Bingtown. It was home. It would also mark the end of her dream of recovering the
Vivacia.
She pushed that thought aside.

By the time it was fully dark, she had sampled six different rooming houses. Almost all the rooms were over taverns or tap rooms. Every one of them had been noisy and smoky, some with whores on the premises for the convenience of those staying there. The one she settled on was no different from the others, save that there had just been a brawl there. The city guard had come, temporarily driving out the more lively customers. Those who remained after the brawl seemed either worn out or sodden. There were three musicians in a corner and now that the paying customers were mostly dispersed, they were playing for themselves. They talked and laughed softly, and occasionally stopped in mid-piece to go back and try something a different way. Althea sat close enough to listen in on their intimacy and far enough away not to intrude. She envied them. Would she ever have friends like that? She had enjoyed her sailing years aboard ship with her father, but there had been a price. Her father had been her only real friend. The captain and owner's daughter could never fully share the deep friendships of the forecastle crew. When she was at home, it was much the same. She had long ago lost touch with the little girls she had played with as a child. Married by now, most of them, she thought. Probably to the little boys they had spied on and giggled about. And here she was, in ragged sailor-boy togs in a foreign port in a run-down tavern. And alone. With no prospects save crawling home with her tail between her legs.

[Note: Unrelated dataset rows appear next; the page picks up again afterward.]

PR #293, opened 2020-05-06
Fix problem with indent

### LINKED ISSUE #292: Planning items line does not respect the new hard-indent setting
**Describe the bug**
When the option "Disable hard-indent" is set in the settings, new planning items are still indented. Even if I edit the description and remove the space manually and click "Done", it stays indented.

schoettl:
This wants to close #292

### DIFF
--- a/src/actions/org.js
+++ b/src/actions/org.js
@@ -64,8 +64,10 @@ const doSync = ({
   successMessage = 'Changes pushed',
   shouldSuppressMessages = false,
 } = {}) => (dispatch, getState) => {
-  const client = getState().syncBackend.get('client');
-  const path = getState().org.present.get('path');
+  const state = getState();
+  const presentOrgState = state.org.present;
+  const client = state.syncBackend.get('client');
+  const path = presentOrgState.get('path');
   if (!path) {
     return;
   }
@@ -78,7 +80,7 @@ const doSync = ({
   // recursively enqueue the request to do a sync until the current
   // sync is finished. Since it's a debounced call, enqueueing it
   // recursively is efficient.
-  if (getState().base.get('isLoading')) {
+  if (state.base.get('isLoading')) {
     // Since there is a quick succession of debounced requests to
     // synchronize, the user likely is in a undo/redo workflow with
     // potential new changes to the Org file in between. In such a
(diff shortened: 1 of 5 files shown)


src/components/OrgFile/components/HeaderContent/index.js
```diff
@@ -78,8 +78,10 @@ class HeaderContent extends PureComponent {
   }
 
   calculateRawDescription(header) {
-    // this is for display only, se we keep the default indentation behaviour
-    return createRawDescriptionText(header, false, false);
+    // This generates the text that appears in the description text field.
+    const dontIndent = this.state.base.get('shouldNotIndentOnExport');
+    // const dontIndent = this.props.dontIndent;
```
schoettl, line 83: @munen would you help me with this:
- I added `dontIndent` to the props (see below `mapStateToProps`).
- I can use the new prop (commented line)

But why can't I use the state directly? In the same file, `this.state` is used in many places. But using it here, I get an error, state is undefined. Maybe I used to understand this already, but I forgot it ^^

schoettl:
@cpbotha Thanks again for your setting "dontIndent", I use this feature!

Just for your information: I found a bug #292 and fixed it with the last WIP commit. It's currently failing because I have to switch two lines – but it's a pending question for me.

src/lib/export_org.js
```diff
@@ -259,13 +259,13 @@ export const generateTitleLine = (header, includeStars) => {
  * @param {boolean} dontIndent Default false means indent drawers according to
  * nesting level, else keep everything flush-left. Description is kept as is.
  */
-export const exportOrg = (
+export const exportOrg = ({
```
munen, line 262: I like this change. Less PLOP :smile:

src/components/OrgFile/components/HeaderContent/index.js
munen: @schoettl I'll happily try to help(; You cannot access `this.state` in `calculateRawDescription` for two reasons:

1. The local `state` is defined dependent on the `calculateRawDescription`: https://github.com/200ok-ch/organice/blob/master/src/components/OrgFile/components/HeaderContent/index.js#L46-L47
2. Only functions that are bound have access to `this` of the component (see https://github.com/200ok-ch/organice/blob/master/src/components/OrgFile/components/HeaderContent/index.js#L25).

Having said that, I don't think that you want to access the local state of the component, anyway. It's not the right place containing the information whether or not `dontIndent` is set. The `props` are the right place for that and you've already set that up correctly.

So, if I'm not mistaken, you want to use the props and not the state(;

schoettl: Thanks! That exactly answers my question.

src/actions/org.js
```diff
@@ -64,8 +64,10 @@ const doSync = ({
   successMessage = 'Changes pushed',
   shouldSuppressMessages = false,
 } = {}) => (dispatch, getState) => {
-  const client = getState().syncBackend.get('client');
-  const path = getState().org.present.get('path');
+  const state = getState();
+  const presentOrgState = state.org.present;
```
munen, line 68: @schoettl I can absolutely understand why it looks like a good idea to minimize the duplication of typing `state.org.present` all the time! 

Having said that, to my knowledge, it's an anti-pattern to hide the structure of the reducers data shape. Maybe anti-pattern is too strong a word and maybe I'm wrong. But to the best of my knowledge, the data shape in a redux reducer is akin to a 'table' in SQL[1]. Hence, the same structure is repeated in all places in the code where a query happens. If we hide the structure here, it adds cognitive load that the structure in this scope is called differently than in other scopes.

Of course, I might be wrong and can be persuaded that this is indeed a good practice. Until then, I feel pretty certain it's better to repeat the structure in the code.

1. See 'key concepts': https://redux.js.org/recipes/structuring-reducers/prerequisite-concepts

src/components/OrgFile/components/HeaderContent/index.js
munen: Happy to be of help :pray:

src/actions/org.js
schoettl: OK, I revert this. I understand the point.

munen: :pray:

schoettl:
@munen Ready for final review and merge, I think.

munen:
@schoettl Looks good to me! I'll happily merge and add the fix to the changelog.

Thank you for the good work :pray:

And getting more maudlin every minute. Time to go to bed. Right after this last mug, it would be time to go up to the room she had secured for the night.

Brashen walked in the door. His gaze swept the room and settled on her immediately. For a frozen instant he just stood where he was. She knew by his stance that he was angry. He'd been in a fight, too. The redness under his left eye would be a black eye before morning. But she doubted that was what he was still angry about. There was a tightness to his wide shoulders under his clean striped shirt, and small sparks deep in his dark eyes. There was no reason for her to feel guilty or ashamed. She hadn't promised to meet him, she'd only said she might. So the sudden shrinking she felt surprised her. He strode across the tavern and glanced about to find an unbroken chair. There wasn't one, and he had to sit on the end of her bench. He leaned forward to speak to her and his words were clipped.

“You could have simply said no. You didn't have to leave me sitting and worrying about you.”

She drummed her fingers lightly on the table. For a few seconds she watched them and then looked up to meet his eyes. “Sorry, sir,” she reminded him. “Didn't think as you'd worry about the likes of me.”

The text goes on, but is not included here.